This is a phase I human clinical trial of the AlphaVax replicon Vector (ArVTM) clade C candidate HIV-1 vaccine to assess the safety and immune system responses induced by this new vaccine technology. The trial will involve a small number of volunteers in both the USA and South Africa. The approval was the subject of a separate MCC announcement.
ArV is cutting-edge vaccine technology that was awarded the World Technology Forum Award for biotechnology in 2001. It utilises virus-like particles, containing parts of an attenuated strain of Venezuelan equine encephalitis (VEE) virus and a gene from a South African strain of the HIV virus, to deliver the vaccine to the immune system. This is the first trial of the ArV technology in humans.
The HIV Vaccine Trials Network (HVTN) is conducting the trial, which will take place at two clinical trial sites in South Africa ? the Perinatal HIV Research Unit at the Chris Hani Baragwanath Hospital in Soweto and the SAAVI Vaccine Research Unit at the Medical Research Council in Durban. The US trial sites are Johns Hopkins University, Columbia University, the University of Rochester and Vanderbilt University.
As the vaccine contains only a copy of a small section of genetic material from HIV, and does not include the genetic elements needed to reconstitute live HIV, there is no possibility of the vaccine itself causing HIV infection.

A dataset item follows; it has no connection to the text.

PR #214, opened 2023-06-01
format null as \u0000 when calling with --json 

### LINKED ISSUE #205: Query params values in JSON output have NUL replaced by .
NUL is replaced by `.` also in the JSON output, not just in the output of `-g '{query:}'` and `-g '{query-all:}'`.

The vaccine material is also designed in such a way that its VEE components cannot generate VEE virus or cause VEE infection.
This ArV vaccine technology was originally developed by researchers at the University of North Carolina (UNC) and the US Army Medical Research Institute of Infectious Diseases, and has been applied to HIV by an international collaboration of researchers from UNC, the University of Cape Town, the Medical Research Council in South Africa, and AlphaVax, a North Carolina biotechnology company. The International AIDS Vaccine Initiative (IAVI) was also a key supporter of the programme earlier in the collaboration and the US National Institute of Allergy and Infectious Diseases (NIAID) also provided support for product development. The organisations involved in conducting and funding the trial in the US and SA include the US NIAID at the National Institutes of Health (NIH) at the Department of Health and Human Services, the HIV Vaccine Trials Network (HVTN) and the South African AIDS Vaccine Initiative consortium partners in South Africa. The NIAID-funded HVTN is conducting the trial. AlphaVax developed the vaccine, produced the vaccine material, and submitted the regulatory applications in both countries.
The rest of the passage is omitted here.